New Jersey could experience a "modest" positive economic impact from superstorm Sandy even when factoring in heavy losses in employment and consumer spending after the Oct. 29 storm, according to a study released Monday.

The storm won't entirely erase the losses in spending and damage to infrastructure from Sandy, but new expenditures on construction and the replacement of lost items will provide stimulus to the economy in the next three years, the analysis by three Rutgers University economists found.

"Next year will be a better year for the state's economy, assuming the rebuilding expenditure occurs," said Joseph Seneca, a professor at Rutgers' Edward J. Bloustein School of Planning and Public Policy, who co-wrote the report.

The boost, however, is dependent on New Jersey getting reimbursement for the rebuilding from the Federal Emergency Management Agency, along with insurance payments to homeowners and public entities.

Congress is slated to take up a $50 billion Sandy aid package on Tuesday, but some Republicans have characterized the bill as laden with unwarranted "pork" expenditures and have pushed back on the spending.

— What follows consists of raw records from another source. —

Issue #1061, opened 2025-07-16
Unprotecting and re-protecting a branch resets manual approval rules to "All branches"


rickbrouwer:
**Describe the bug**

We require that the `develop` branch always is protected..
To ensure this, we use GitLabform to configure branch protection like this:

```
branches:
  develop:
    allow_force_push: false
    merge_access_level: maintainer
    protected: true
    push_access_level: no access
```

Teams are free to define their own manual approval rules.
For example, a team may add a rule called `security approval` specifically for the `develop` branch, managed outside of GitLabform.

However, we’ve noticed that GitLabform currently unprotects and then re-protects a branch during processing:
https://github.com/gitlabform/gitlabform/blob/f3893de5a9d668542421a5d60ec8b93b914d2883/gitlabform/processors/project/branches_processor.py#L57-L63

This unprotect/protect cycle causes manually added approval rules to be altered.
The rules themselves are not deleted, but their scope changes: instead of being specific to `develop`, they are reset to apply to `All branches`.

This behavior breaks team-defined compliance rules and causes unexpected changes to approval requirements.

**GitLabForm version**

GitLabForm version: 4.2.6

**GitLab version**

GitLab Enterprise Edition [v18.0.4-ee

TimKnight-DWP:
Should be resolved by: https://github.com/gitlabform/gitlabform/pull/1070

rickbrouwer:
Great! Thanks!!!

Issue #1034, opened 2025-05-30
Using the premium only branch protection rules causes unnecessary updating


andrewjw:
If you use the premium only branch protection rules (allowed_to_push, allowed_to_merge) then the diffing doesn't work and it unprotects and then reprotects the branches every run. This causes extra api load, and spams the project's audit logs.

Example config
```
    main:
      protected: true
      allowed_to_push:
        - user: username
      allowed_to_merge:
        - access_level: developer
      code_owner_approval_required: true
```

This gets turned into the following Python object...

```
{'protected': True, 'allowed_to_push': [{'user_id': 1767}], 'allowed_to_merge': [{'access_level': 30}], 'code_owner_approval_required': True}
```

The data returned from the GitLab API is:

```
{'project_id': '20306', 'id': 28843761, 'name': 'master', 'push_access_levels': [{'id': 28960972, 'access_level': 40, 'access_level_description': 'username', 'deploy_key_id': None, 'user_id': 1767, 'group_id': None}], 'merge_access_levels': [{'id': 28981208, 'access_level': 30, 'access_level_description': 'Developers + Maintainers', 'user_id': None, 'group_id': None}], 'allow_force_push': False, 'unprotect_access_levels': [{'id': 26711591, 'access_level': 40, 'access_level_description': 'Maintainers', 'user_id': None, 'group_id': None}], 'code_owner_approval_required': True, 'inherited': False}
```

and since they don't match, the branch is unprotected and reprotected.

**GitLabForm version**

`GitLabForm version: 4.2.5`

**GitLab version**

`17.11.2` (self managed, premium tier)

hiaik:
Hi @amimas  I can see you left 👀  for the initial comment.

Have you got a chance to look at the issue? Based on the description, it causes the same issues for us to recreate (remove and create protected branches again) for ~ 700 repos on each gitlabform run.

Happy to debug more and provide logs if you need!

hiaik:
@amimas @andrewjw It seems https://github.com/gitlabform/gitlabform/pull/996 might solve the issue reported in this ticket based on 

```
In this PR I try to implement diff detection, so that GitLabForm updates branch protection only when needed, and changes are applied only to rules/settings that are different from those set in GitLabForm config.
```

amimas:
I suggest we keep it open until the PR has been merged.

Issue #445, opened 2022-11-24
Update branch protection logic with API changes available in GitLab 15.6


amimas:
In 15.6 of GitLab, following changes were made to the branch protection API

> Previously, the UI was required to update the access levels of protected branches. The API required you to unprotect, then reprotect, a branch when updating its access levels. Now, the [protected branches API](https://docs.gitlab.com/ee/api/protected_branches.html#update-a-protected-branch) enables you to directly update which users or groups are allowed_to_push, allowed_to_merge, allowed_to_unprotect, and more. This one-step method decreases the risk of a bot changing this setting and leaving a branch unprotected.

Ref: https://about.gitlab.com/releases/2022/11/22/gitlab-15-6-released/#update-access-levels-from-protected-branch-api

I think there might be an opportunity for further peformance improvement of gitlabform since it doesn't have to go through unprotect and reprotect operation. It should make the project's audit logs cleaner too. Perhaps even check to see if new operation is needed if config is same as what's already set?

I don't think existing logic can be removed yet though as not everyone maybe up-to-date with GitLab version. For at least for some time, gitlabform may support both existing and new logic depending on which gitlab version is detected. Maybe existing logic can be removed in the next major release of gitlabform.

gdubicki:
Hi @amimas!

Thanks for the report, I didn't notice that change in GitLab's API.

I agree that such a change, done in a backward-compatible manner, doing it the new way for GitLab >=15.6 and the old way for <15.6 would be good and we are open to PRs with this. :)

PR #1070, opened 2025-08-04
fix!: do not unprotect branches when applying config changes and detect if it needs update correctly

TimKnight-DWP:
**Breaking Change**

When preventing GitlabForm from un-protecting and then re-protecting the Branch in order to apply configuration changes to the protection rules [#1070](https://github.com/gitlabform/gitlabform/pull/1070), we discovered some functionality that was previously hidden from the user.

Previously if you stopped defining `code_owner_approval_required` or `allow_force_push` in the YAML config, the settings would revert to the default Gitlab settings applied when first protecting the branch, see: [Branch Protection API](https://docs.gitlab.com/api/protected_branches/#protect-repository-branches)

With the changes to perform dynamic updates as required, we follow the GitlabForm convention of **leaving the Gitlab settings as is if the data is no longer defined in configuration**.

Therefore, if you wish to ensure the Protected Branch settings are applied as you intend when running GitlabForm you should define some defaults explicitly:

```yaml
projects_and_groups:
 my-group/*:
   branches:
     main:
       protected: true
       allow_force_push: false
       code_owner_approval_required: true
```

- Extension of: https://github.com/gitlabform/gitlabform/pull/996

Resolves:
- https://github.com/gitlabform/gitlabform/issues/445
- https://github.com/gitlabform/gitlabform/issues/1061
- https://github.com/gitlabform/gitlabform/issues/1034


TimKnight-DWP:
I **think** this is working code, but the integration tests seems very flaky, if I debug and step through 9/10 times it'll pass. But sometimes there seems to be an issue in the needs_update detection. I was hoping it was just that this machine is slow, but I will need to do so more digging

TimKnight-DWP:
@amimas @br0ziliy @rickbrouwer this should now resolve the various issues reported in the branch protection area of gitlabform.

Thanks for the ground work @br0ziliy you found a way to make the update API work with python-gitlab that had completely stumped me last week ❤️

br0ziliy:
Thanks @TimKnight-DWP for picking this up, and pushing towards completion. 

Please let me know if you’d like me to run some more tests/verifications - I have a GitLab instance with premium subscription available.

tests/acceptance/premium/test_branches.py
amimas, line 1: I noticed some of the tests have been changed to use fixtures that are scoped to the function. For example: `project_for_function` instead of `project`, `branch_for_function` instead of `branch`. Any particular reason for this change.

I like the advantage with the function scoped fixtures - start with a clean slate and I can run individual tests on demand.

But, I observed couple of issues as the project grew along with tests. When I run the tests (i.e. all tests for branches) locally using function scoped fixtures (i.e. `project_for_function`), often times I'd run into an error where the test fails to create a project because the name has been taken already. Using function scoped fixtures also increases the overall duration for the tests since those resources (i.e. project) has to be created first.

That's why lately I've been a bit reserved when it comes to using function scoped fixtures. In your change for this PR, are they necessary? Should/Could we try to stick with class scoped fixtures for some of the tests? What do you think?

tests/acceptance/premium/test_branches.py
```diff
@@ -1,53 +1,30 @@
...
 
 from gitlabform.gitlab import AccessLevel
 from tests.acceptance import get_only_branch_access_levels, run_gitlabform
+from tests.acceptance.conftest import create_project_member_developer
 
 pytestmark = pytest.mark.requires_license
 
 
 class TestBranches:
-    def test__code_owners_approval(self, project, branch):
```
amimas, line 13: Just to confirm, is this test moved to somewhere else? It's not removed completely, right?

tests/acceptance/conftest.py
```diff
@@ -317,15 +317,19 @@ def _make_user(level: AccessLevel = AccessLevel.DEVELOPER, add_to_project: bool
...
 
     yield user
 
     gl.users.delete(user.id)
 
 
+def create_project_member_developer(gl, project_to_add_user_to):
+    username = get_random_name("user")
+    user = _create_user_and_add_to_project(gl, project_to_add_user_to, username)
+    return user
```
amimas: I think this was created because the test cases started using `project_for_functon`, right? But, I can see this being useful even if we use `project` fixture. Thanks!

What do you think of making this function more generic so that we can pass the role? Right now the tests are using "developer" role everywhere, but maybe we can mix it up?

tests/acceptance/premium/test_branches.py
```diff
@@ -400,6 +381,18 @@ def test__modify_protection(self, project_for_function, group_for_function, bran
...
+        protected_branch: ProjectProtectedBranch = project_for_function.protectedbranches.get(branch_for_function)
+
+        approval_rules = project_for_function.approvalrules.list(get_all=True)
+        assert len(approval_rules) == 1
+        approval_rule = approval_rules[0]
+        assert approval_rule.name == "any"
+        assert approval_rule.approvals_required == 2
+        pb_ar = approval_rule.protected_branches[0]
+        assert pb_ar.get("id") == protected_branch.id
+
```
amimas: I think the expectation is that after the previous/latest run of gitlabform, branch protection shouldn't be doing "unprotect" and "reprotect" flow. Is that right?

If yes, could you please help me understand how these assertions are confirming that? I'm not able to follow the code comment - probably because there's something special going on with GitLab's API. Not sure what you mean by "should have a different protected branch id after the GLF run and therefore will not match the protected_branch_ids array on approval rule".

I think you had mentioned it somewhere - the branch protection API is really messy. Appreciate if you can clarify the logic here. Maybe rephrase the comment if needed.

tests/acceptance/premium/test_branches.py
```diff
@@ -400,6 +381,18 @@ def test__modify_protection(self, project_for_function, group_for_function, bran
...
         # Reset to standard rules
```
amimas, line 291: Do you think we need rest of the logic for this modify/update case?

tests/acceptance/standard/test_branches.py
```diff
@@ -60,19 +62,66 @@ def test__protect_and_unprotect(self, project, branch):
...
+            branches:
+              {branch}:
+                protected: true
+        """
+
+        run_gitlabform(config_remove_settings_for_branch, project.path_with_namespace)
+
+        protected_branch = project.protectedbranches.get(branch)
+        assert protected_branch.allow_force_push is False
+        assert protected_branch.code_owner_approval_required is False
```
amimas: Hmm... In this case, I would expect gitlabform to not change any of the settings for branch protection. The config simply removed 2 attributes (`allow_force_push`, `code_owner_approval_required`). Shouldn't these 2 attributes remain whatever their last config was? Why are they being changed?

tests/acceptance/standard/test_branches.py
```diff
@@ -60,19 +62,66 @@ def test__protect_and_unprotect(self, project, branch):
...
         config_protect_branch = f"""
          projects_and_groups:
-           {project.path_with_namespace}:
+           {project_for_function.path_with_namespace}:
              branches:
-               {branch}:
+               {branch_for_function}:
                  protected: true
-                 push_access_level: {AccessLevel.NO_ACCESS.value}
+                 push_access_level: {AccessLevel.NO_ACCESS}
```
amimas: I think this was an accidental change?

tests/acceptance/standard/test_branches.py
```diff
@@ -82,24 +131,87 @@ def test__modify_protection(self, project, branch):
...
 
-        config_unprotect_branch = f"""
+        config_modify_protection_on_branch = f"""
+         projects_and_groups:
+           {project_for_function.path_with_namespace}:
+             branches:
+               {branch_for_function}:
+                 protected: true
+                 push_access_level: {AccessLevel.MAINTAINER.value}
+                 unprotect_access_level: {AccessLevel.MAINTAINER}
```
amimas:
```suggestion
                 unprotect_access_level: {AccessLevel.MAINTAINER.value}
```

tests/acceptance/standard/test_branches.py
PR #1076, opened 2025-08-05
fix: group saml links config changes should be applied

### LINKED ISSUE #994: SAML: saml_group_links does not update access_level for existing groups
https://github.com/gitlabform/gitlabform/blob/f96efbe89ad4ae707a5d55ff476be825b8bb16d2/gitlabform/processors/group/group_saml_links_processor.py#L33

I have noticed that when configuring `saml_group_links` for a group, any later updates to `access_level` for those groups are ignored (it seems like the desired behavior would be to delete and re-create the SAML link with the new `access_level`

amimas:
This PR addresses the bug reported in #994 . Currently config changes to saml links are being silently ignored. It simply "creates" a saml link if it does not exist.

With the changes in this PR, updates will be performed if required. However, GitLab's API currently does not support updates to an existing link. So, in this PR update is performed by deleting the existing link and recreating with latest config.

Additionally, moved the acceptance tests into its own separate test suite to follow this repo's test convention.

fixes #994

### DIFF
--- a/gitlabform/processors/group/group_saml_links_processor.py
+++ b/gitlabform/processors/group/group_saml_links_processor.py
@@ -1,9 +1,8 @@
 from logging import debug
-from typing import List, Union
+from typing import List
 
 from gitlabform.gitlab import GitLab
-from gitlab.base import RESTObject, RESTObjectList
-from gitlab.v4.objects import Group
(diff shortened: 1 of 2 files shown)


TimKnight-DWP:
Neat and simple fix @amimas  nice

If the federal government doesn't come through and the rebuilding is stalled, the state could suffer big losses, including 19,300 jobs, $138 million in tax revenue and more than $15 billion in state gross domestic product through 2015, the report found.

"The critical thing is that the restoration expenditures become real and that they are spent to repair those capital losses," Mr. Seneca said.

In the study, Rutgers researchers applied 250 economic equations -- such those looking at consumer and business spending -- across 30 business sectors to take a broad view of New Jersey's fiscal picture in the last three months of 2012 until 2015, when the recovery is supposed to wind down. The analysis assumed $25 billion in recovery spending through the federal government and insurance carriers.

The state lost 4,200 jobs in the last three months of 2012, for example. But the model found that New Jersey could gain 12,500 positions through 2015, the majority of them in 2014. Construction, real estate and finance will see some of the biggest increases, according to researchers.

While the state lost more than $7 billion in GDP in the last quarter of 2012, economic activity is expected to grow faster than it otherwise would have through 2015 as money is spent on reconstruction. A more modest increase of tax revenues is also predicted through 2015.